> WORK ITEM: For every line below, set down an identical copy.

> THE INPUT:

PR #1975, opened 2025-08-14
1.4.9-beta.2

vassbo:


linuxnow:
Images don't load in this pre-release but do work in beta1.
I'm using Fedora 42 x86_64s provided rpm.

vassbo:
Thanks, I assume they don't load in the media drawer?

@Auxority Seems related to some changes you made? https://github.com/ChurchApps/FreeShow/pull/1965

Auxority:
Gotta love filesystems, it’s probably because it generates the paths differently now. It might work if he adds new media.

But gotta brainstorm a bit on a good solution here. Maybe we should try the old filepath first, and use the new method as a fallback. I’ll try to create a PR today.

linuxnow:
> Thanks, I assume they don't load in the media drawer?
> 
> @Auxority Seems related to some changes you made? #1965

They don't load in the output and I have problems loading some in the media drawer. It's kind of strange.

vassbo:
@linuxnow https://github.com/ChurchApps/FreeShow/pull/1985

Auxority:
If the new solution does not work, we'll have to look into adding a fallback. Didn't want to do that as a first step though. Maybe we could just generate a "srcset" instead of a "src". That way we can add multiple paths.

vassbo:
I guess. But it seemed to work fine in 1.4.8 in both scenarios, so there is a change that broke it I guess.

Issue #1982, opened 2025-08-15
UI Bible Feedback


MyGuyConsultingYou:
**Describe the feature**
Love the new look in the 1.4.9 beta-2. 
It would be helpful to see the titles of the 3 Bible categories labeled above each of their respective sections.
I've gotten used to the groupings but for new or beginner users it may prove helpful especially when trying to explain how to do things to volunteers.

<img width="649" height="634" alt="Image" src="https://github.com/user-attachments/assets/63d9c820-ad9d-4757-ae7f-040115ce2006" />

gladsonsam:
Does this work?

https://github.com/user-attachments/assets/c2092f91-6670-4774-9aa1-f5ee26df22fd

vassbo:
<img width="351" height="685" alt="Image" src="https://github.com/user-attachments/assets/84be20f4-0ed1-480a-acba-2d8485d892f7" />

Also titles for other sections:
<img width="350" height="458" alt="Image" src="https://github.com/user-attachments/assets/554c0cab-bbc1-4397-b346-db5518f5cae7" />

vassbo:
Creating a Bible Collection should also be more intuitive:
<img width="800" height="626" alt="Image" src="https://github.com/user-attachments/assets/1e6b047d-af15-4159-bee1-15537b7bba63" />

vassbo:
https://github.com/ChurchApps/FreeShow/releases/tag/v1.4.9-beta.3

> SOLUTION TO THIS EXERCISE:
PR #1975, opened 2025-08-14
1.4.9-beta.2

vassbo:


linuxnow:
Images don't load in this pre-release but do work in beta1.
I'm using Fedora 42 x86_64s provided rpm.

vassbo:
Thanks, I assume they don't load in the media drawer?

@Auxority Seems related to some changes you made? https://github.com/ChurchApps/FreeShow/pull/1965

Auxority:
Gotta love filesystems, it’s probably because it generates the paths differently now. It might work if he adds new media.

But gotta brainstorm a bit on a good solution here. Maybe we should try the old filepath first, and use the new method as a fallback. I’ll try to create a PR today.

linuxnow:
> Thanks, I assume they don't load in the media drawer?
> 
> @Auxority Seems related to some changes you made? #1965

They don't load in the output and I have problems loading some in the media drawer. It's kind of strange.

vassbo:
@linuxnow https://github.com/ChurchApps/FreeShow/pull/1985

Auxority:
If the new solution does not work, we'll have to look into adding a fallback. Didn't want to do that as a first step though. Maybe we could just generate a "srcset" instead of a "src". That way we can add multiple paths.

vassbo:
I guess. But it seemed to work fine in 1.4.8 in both scenarios, so there is a change that broke it I guess.

Issue #1982, opened 2025-08-15
UI Bible Feedback


MyGuyConsultingYou:
**Describe the feature**
Love the new look in the 1.4.9 beta-2. 
It would be helpful to see the titles of the 3 Bible categories labeled above each of their respective sections.
I've gotten used to the groupings but for new or beginner users it may prove helpful especially when trying to explain how to do things to volunteers.

<img width="649" height="634" alt="Image" src="https://github.com/user-attachments/assets/63d9c820-ad9d-4757-ae7f-040115ce2006" />

gladsonsam:
Does this work?

https://github.com/user-attachments/assets/c2092f91-6670-4774-9aa1-f5ee26df22fd

vassbo:
<img width="351" height="685" alt="Image" src="https://github.com/user-attachments/assets/84be20f4-0ed1-480a-acba-2d8485d892f7" />

Also titles for other sections:
<img width="350" height="458" alt="Image" src="https://github.com/user-attachments/assets/554c0cab-bbc1-4397-b346-db5518f5cae7" />

vassbo:
Creating a Bible Collection should also be more intuitive:
<img width="800" height="626" alt="Image" src="https://github.com/user-attachments/assets/1e6b047d-af15-4159-bee1-15537b7bba63" />

vassbo:
https://github.com/ChurchApps/FreeShow/releases/tag/v1.4.9-beta.3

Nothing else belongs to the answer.